### Problem details
If a line in the records below holds the word "dataOrErrChan", copy it.

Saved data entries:
[Start of section]

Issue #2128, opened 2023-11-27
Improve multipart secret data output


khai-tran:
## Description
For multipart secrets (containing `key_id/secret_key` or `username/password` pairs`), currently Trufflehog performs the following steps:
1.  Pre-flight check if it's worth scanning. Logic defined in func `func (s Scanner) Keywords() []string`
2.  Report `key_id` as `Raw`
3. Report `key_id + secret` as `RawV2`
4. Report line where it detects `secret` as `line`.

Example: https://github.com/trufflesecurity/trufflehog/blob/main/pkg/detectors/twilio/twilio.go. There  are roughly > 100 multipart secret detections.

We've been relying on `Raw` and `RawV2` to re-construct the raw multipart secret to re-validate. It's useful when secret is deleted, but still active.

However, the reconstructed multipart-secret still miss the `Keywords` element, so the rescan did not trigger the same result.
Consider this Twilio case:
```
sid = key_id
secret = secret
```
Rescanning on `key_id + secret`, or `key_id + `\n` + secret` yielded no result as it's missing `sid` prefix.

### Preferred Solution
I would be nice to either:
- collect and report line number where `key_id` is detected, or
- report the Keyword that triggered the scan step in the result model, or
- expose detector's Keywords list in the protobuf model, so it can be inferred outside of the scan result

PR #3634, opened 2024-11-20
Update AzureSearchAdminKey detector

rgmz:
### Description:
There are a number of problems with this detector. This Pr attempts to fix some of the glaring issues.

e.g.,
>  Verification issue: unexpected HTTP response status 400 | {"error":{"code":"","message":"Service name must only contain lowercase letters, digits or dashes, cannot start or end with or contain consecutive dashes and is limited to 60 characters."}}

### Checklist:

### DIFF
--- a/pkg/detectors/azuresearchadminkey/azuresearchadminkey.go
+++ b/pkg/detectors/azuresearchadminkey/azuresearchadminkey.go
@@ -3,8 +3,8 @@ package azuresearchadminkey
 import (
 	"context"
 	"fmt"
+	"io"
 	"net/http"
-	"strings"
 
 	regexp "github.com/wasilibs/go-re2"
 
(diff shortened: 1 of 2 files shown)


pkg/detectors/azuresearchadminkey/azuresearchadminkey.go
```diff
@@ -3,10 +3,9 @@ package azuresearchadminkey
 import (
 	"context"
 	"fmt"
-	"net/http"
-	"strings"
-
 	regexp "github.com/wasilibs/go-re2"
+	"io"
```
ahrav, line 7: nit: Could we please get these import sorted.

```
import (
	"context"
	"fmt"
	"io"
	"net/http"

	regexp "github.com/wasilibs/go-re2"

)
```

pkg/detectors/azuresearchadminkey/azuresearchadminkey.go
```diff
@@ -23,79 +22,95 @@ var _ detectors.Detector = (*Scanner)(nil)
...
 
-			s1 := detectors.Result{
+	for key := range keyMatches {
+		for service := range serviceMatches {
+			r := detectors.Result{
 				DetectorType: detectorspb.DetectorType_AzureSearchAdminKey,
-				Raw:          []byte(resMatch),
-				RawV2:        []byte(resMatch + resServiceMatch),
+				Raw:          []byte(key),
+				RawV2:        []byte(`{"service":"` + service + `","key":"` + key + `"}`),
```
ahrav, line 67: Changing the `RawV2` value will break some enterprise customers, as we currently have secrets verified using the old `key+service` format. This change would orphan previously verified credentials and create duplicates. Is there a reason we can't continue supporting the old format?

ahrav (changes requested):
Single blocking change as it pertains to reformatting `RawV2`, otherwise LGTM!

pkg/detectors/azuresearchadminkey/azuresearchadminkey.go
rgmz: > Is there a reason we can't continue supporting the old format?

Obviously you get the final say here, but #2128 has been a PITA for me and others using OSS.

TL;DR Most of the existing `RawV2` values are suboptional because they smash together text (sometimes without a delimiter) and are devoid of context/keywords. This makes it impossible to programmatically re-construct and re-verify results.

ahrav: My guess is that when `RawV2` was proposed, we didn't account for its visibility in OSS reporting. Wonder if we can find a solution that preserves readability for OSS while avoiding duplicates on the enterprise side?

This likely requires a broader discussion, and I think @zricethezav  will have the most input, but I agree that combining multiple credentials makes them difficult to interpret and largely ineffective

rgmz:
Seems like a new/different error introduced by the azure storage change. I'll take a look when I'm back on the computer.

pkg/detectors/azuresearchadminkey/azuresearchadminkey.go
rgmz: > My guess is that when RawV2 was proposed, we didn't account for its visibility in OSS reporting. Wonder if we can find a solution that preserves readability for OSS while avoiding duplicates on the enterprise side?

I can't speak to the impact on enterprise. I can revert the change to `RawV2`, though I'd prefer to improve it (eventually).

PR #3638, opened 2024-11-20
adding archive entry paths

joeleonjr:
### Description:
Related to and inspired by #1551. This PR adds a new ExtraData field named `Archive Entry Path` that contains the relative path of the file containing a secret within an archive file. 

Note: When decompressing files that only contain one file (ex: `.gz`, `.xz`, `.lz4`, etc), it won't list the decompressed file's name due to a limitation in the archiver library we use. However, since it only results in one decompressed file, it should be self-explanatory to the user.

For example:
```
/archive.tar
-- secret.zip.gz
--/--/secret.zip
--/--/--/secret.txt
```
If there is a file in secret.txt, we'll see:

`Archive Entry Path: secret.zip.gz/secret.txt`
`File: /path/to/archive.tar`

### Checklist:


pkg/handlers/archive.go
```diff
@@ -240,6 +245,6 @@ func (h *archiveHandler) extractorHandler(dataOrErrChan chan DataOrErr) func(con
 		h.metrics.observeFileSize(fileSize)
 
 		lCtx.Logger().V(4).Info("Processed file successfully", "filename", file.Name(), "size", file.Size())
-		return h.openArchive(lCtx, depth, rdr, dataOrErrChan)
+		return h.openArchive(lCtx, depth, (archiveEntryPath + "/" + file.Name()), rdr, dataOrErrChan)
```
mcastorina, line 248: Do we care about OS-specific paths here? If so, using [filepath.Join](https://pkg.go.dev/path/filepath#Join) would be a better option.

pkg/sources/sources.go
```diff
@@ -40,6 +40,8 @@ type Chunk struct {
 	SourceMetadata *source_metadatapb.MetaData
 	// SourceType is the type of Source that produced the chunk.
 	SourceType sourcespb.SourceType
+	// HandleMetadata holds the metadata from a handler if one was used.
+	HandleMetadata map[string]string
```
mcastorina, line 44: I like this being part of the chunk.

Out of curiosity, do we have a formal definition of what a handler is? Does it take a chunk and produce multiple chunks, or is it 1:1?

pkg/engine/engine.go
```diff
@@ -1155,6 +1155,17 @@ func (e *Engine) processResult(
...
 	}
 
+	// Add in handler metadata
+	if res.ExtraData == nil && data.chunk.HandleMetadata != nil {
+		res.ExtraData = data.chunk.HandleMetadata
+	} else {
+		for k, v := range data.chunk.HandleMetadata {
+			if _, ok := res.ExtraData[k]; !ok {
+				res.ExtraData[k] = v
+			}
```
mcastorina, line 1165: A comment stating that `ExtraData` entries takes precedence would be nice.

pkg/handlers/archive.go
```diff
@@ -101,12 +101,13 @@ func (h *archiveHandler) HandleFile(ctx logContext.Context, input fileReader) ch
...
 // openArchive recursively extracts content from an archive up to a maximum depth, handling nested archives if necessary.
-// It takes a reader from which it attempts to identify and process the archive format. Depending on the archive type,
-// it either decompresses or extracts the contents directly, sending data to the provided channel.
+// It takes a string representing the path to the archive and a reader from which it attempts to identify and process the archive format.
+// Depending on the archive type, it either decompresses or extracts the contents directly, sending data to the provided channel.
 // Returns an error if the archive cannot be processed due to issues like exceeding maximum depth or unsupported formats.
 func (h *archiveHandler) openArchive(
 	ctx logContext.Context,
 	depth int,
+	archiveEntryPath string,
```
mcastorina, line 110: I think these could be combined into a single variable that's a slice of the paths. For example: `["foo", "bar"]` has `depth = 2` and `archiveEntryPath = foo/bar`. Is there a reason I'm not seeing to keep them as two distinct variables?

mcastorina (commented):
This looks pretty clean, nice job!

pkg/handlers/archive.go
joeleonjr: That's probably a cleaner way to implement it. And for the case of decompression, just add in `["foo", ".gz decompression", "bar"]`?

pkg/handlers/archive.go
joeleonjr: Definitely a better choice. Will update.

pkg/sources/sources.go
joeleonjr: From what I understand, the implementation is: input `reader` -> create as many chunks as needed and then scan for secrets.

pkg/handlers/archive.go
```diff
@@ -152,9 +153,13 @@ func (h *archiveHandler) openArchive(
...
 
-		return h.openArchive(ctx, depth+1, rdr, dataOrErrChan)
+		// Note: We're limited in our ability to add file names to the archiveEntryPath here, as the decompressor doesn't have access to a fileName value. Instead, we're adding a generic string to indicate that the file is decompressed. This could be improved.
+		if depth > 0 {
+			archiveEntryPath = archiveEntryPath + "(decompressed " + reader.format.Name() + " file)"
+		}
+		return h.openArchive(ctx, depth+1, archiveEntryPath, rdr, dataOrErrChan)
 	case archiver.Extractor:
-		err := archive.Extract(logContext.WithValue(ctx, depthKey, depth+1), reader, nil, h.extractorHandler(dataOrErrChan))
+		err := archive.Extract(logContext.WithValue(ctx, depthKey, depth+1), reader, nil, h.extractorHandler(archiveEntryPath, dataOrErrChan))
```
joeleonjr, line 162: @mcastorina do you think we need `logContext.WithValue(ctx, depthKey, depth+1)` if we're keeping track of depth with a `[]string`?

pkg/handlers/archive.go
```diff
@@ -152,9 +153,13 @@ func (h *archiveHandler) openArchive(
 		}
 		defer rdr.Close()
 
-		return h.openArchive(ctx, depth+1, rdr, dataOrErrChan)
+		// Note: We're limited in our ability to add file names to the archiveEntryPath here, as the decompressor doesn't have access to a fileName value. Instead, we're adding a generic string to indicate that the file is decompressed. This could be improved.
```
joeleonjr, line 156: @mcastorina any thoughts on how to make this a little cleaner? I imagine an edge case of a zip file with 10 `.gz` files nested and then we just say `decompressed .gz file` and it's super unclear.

[End of section]

### Exercise response
@@ -240,6 +245,6 @@ func (h *archiveHandler) extractorHandler(dataOrErrChan chan DataOrErr) func(con
-		return h.openArchive(lCtx, depth, rdr, dataOrErrChan)
+		return h.openArchive(lCtx, depth, (archiveEntryPath + "/" + file.Name()), rdr, dataOrErrChan)
-		return h.openArchive(ctx, depth+1, rdr, dataOrErrChan)
+		return h.openArchive(ctx, depth+1, archiveEntryPath, rdr, dataOrErrChan)
-		err := archive.Extract(logContext.WithValue(ctx, depthKey, depth+1), reader, nil, h.extractorHandler(dataOrErrChan))
+		err := archive.Extract(logContext.WithValue(ctx, depthKey, depth+1), reader, nil, h.extractorHandler(archiveEntryPath, dataOrErrChan))
-		return h.openArchive(ctx, depth+1, rdr, dataOrErrChan)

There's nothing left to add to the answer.